Work to be completed
Scan the records for the word "result". Copy each line that includes it.

Supplied data
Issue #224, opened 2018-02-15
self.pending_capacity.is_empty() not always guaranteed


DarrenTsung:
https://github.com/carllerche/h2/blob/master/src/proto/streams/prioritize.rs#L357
--
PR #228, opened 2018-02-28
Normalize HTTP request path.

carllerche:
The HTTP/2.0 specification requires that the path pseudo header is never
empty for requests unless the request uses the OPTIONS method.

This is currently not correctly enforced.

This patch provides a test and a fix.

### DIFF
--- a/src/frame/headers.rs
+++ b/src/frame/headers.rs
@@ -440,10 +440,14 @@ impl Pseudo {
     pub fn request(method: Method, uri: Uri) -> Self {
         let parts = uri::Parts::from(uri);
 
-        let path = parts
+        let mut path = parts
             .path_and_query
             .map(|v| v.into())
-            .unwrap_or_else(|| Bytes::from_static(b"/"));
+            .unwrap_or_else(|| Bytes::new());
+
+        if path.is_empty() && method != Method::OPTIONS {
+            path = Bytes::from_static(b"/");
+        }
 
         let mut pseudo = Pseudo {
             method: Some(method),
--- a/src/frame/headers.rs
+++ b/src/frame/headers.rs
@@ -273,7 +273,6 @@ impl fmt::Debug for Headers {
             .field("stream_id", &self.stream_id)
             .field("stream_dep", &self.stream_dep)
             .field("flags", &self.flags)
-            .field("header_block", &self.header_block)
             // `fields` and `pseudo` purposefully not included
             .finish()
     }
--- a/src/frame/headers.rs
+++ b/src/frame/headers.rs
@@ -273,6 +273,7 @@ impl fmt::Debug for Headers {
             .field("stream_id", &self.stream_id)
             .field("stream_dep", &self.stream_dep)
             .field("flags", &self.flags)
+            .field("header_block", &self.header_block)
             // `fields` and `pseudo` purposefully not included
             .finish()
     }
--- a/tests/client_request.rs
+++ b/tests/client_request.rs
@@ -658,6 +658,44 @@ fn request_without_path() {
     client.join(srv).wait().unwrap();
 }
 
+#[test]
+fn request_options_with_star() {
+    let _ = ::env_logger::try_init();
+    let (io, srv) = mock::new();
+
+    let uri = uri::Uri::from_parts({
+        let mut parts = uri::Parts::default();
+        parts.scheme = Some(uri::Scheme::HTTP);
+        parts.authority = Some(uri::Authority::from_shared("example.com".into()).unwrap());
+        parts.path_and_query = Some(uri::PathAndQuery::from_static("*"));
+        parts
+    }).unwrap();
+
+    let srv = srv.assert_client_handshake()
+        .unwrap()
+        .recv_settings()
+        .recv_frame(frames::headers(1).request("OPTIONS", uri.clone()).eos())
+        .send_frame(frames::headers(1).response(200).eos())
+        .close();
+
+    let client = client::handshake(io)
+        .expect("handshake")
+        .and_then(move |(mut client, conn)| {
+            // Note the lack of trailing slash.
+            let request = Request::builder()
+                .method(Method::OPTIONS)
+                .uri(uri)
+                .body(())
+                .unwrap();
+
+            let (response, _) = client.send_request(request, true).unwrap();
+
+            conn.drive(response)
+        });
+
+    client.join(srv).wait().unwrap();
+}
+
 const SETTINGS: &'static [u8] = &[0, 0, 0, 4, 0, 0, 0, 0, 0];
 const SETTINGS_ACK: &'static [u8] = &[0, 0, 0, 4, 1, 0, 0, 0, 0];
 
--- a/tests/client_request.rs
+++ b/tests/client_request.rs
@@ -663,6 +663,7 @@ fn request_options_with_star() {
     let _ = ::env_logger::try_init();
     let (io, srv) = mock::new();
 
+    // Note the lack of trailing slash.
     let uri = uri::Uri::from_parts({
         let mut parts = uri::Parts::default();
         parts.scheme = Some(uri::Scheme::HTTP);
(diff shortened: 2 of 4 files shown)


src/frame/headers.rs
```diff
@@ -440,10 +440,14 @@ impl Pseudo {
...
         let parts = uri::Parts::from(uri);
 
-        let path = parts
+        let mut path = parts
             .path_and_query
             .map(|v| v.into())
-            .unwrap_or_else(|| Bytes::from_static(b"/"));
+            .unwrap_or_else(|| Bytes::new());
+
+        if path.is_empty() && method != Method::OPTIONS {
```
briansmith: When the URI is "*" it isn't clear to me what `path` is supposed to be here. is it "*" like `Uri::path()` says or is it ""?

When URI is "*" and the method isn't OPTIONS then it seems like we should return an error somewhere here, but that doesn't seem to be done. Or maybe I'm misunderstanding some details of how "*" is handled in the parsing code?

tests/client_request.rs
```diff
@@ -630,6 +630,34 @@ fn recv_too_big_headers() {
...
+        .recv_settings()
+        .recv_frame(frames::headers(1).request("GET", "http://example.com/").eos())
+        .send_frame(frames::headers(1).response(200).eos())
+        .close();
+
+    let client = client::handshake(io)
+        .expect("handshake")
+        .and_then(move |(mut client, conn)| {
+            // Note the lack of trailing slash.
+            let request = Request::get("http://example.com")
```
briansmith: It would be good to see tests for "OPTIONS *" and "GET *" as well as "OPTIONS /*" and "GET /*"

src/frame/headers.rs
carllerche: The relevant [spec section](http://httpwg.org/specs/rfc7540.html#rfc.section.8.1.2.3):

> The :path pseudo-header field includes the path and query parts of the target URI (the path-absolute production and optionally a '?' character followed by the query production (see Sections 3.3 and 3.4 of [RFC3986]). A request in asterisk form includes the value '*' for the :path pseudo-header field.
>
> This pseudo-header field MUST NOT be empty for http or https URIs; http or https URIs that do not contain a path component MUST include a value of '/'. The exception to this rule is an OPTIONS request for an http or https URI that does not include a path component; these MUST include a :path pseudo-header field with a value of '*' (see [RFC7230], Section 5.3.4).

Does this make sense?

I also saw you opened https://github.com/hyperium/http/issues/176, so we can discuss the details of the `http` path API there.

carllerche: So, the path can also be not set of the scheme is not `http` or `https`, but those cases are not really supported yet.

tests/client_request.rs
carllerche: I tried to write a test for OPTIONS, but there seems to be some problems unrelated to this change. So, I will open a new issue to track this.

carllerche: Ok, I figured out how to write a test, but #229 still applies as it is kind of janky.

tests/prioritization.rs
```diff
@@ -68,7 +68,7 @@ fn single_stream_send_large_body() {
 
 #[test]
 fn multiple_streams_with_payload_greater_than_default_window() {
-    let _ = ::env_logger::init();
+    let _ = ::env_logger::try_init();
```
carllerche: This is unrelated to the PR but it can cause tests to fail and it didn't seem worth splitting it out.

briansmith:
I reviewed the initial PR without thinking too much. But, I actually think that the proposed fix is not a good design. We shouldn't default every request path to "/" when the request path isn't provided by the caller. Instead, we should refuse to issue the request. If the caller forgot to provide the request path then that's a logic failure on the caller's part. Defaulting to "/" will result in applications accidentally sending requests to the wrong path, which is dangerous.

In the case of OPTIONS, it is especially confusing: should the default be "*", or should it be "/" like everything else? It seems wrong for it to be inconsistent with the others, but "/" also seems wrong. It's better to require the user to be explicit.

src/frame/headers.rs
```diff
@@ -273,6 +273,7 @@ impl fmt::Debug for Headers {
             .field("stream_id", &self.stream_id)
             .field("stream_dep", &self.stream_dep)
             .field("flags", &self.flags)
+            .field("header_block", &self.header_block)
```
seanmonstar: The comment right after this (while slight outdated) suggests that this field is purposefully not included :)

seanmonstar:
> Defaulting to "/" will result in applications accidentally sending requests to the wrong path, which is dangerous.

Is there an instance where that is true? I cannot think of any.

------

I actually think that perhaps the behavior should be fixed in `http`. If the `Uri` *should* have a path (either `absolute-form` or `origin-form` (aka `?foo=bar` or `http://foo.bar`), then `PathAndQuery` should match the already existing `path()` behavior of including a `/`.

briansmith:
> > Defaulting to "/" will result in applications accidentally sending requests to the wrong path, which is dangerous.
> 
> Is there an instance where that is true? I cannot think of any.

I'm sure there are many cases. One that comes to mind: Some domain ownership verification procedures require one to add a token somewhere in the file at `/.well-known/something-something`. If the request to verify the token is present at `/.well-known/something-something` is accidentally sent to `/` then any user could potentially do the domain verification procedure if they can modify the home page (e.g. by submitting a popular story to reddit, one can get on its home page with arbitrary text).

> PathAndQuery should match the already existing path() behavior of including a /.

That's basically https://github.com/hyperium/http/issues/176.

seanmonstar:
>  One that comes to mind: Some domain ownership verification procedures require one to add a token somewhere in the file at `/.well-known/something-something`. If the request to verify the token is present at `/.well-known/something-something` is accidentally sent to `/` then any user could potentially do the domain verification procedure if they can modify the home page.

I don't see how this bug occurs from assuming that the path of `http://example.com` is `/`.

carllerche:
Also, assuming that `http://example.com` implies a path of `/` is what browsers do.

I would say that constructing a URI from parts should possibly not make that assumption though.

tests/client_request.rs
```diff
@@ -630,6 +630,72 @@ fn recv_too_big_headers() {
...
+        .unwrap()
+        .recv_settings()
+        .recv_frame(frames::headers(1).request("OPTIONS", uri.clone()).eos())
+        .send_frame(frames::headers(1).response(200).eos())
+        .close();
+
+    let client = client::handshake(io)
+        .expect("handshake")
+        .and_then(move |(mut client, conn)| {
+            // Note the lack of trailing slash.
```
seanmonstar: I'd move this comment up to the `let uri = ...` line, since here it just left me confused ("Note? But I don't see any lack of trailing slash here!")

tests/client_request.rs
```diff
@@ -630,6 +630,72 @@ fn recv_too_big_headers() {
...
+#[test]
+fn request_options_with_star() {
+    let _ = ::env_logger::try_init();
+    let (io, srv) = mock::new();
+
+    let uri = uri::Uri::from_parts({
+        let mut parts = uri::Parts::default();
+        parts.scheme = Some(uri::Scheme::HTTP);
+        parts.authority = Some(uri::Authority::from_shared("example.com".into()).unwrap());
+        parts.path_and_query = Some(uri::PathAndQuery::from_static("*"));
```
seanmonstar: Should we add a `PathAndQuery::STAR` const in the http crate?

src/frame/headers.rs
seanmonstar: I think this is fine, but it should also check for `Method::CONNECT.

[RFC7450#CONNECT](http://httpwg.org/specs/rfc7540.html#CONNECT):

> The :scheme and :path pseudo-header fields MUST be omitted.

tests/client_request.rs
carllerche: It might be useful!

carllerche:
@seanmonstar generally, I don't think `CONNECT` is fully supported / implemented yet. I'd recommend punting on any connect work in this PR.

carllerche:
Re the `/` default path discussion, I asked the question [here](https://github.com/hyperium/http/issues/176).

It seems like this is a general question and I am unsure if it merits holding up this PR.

Your response
I reviewed the initial PR without thinking too much. But, I actually think that the proposed fix is not a good design. We shouldn't default every request path to "/" when the request path isn't provided by the caller. Instead, we should refuse to issue the request. If the caller forgot to provide the request path then that's a logic failure on the caller's part. Defaulting to "/" will result in applications accidentally sending requests to the wrong path, which is dangerous.
> Defaulting to "/" will result in applications accidentally sending requests to the wrong path, which is dangerous.
> > Defaulting to "/" will result in applications accidentally sending requests to the wrong path, which is dangerous.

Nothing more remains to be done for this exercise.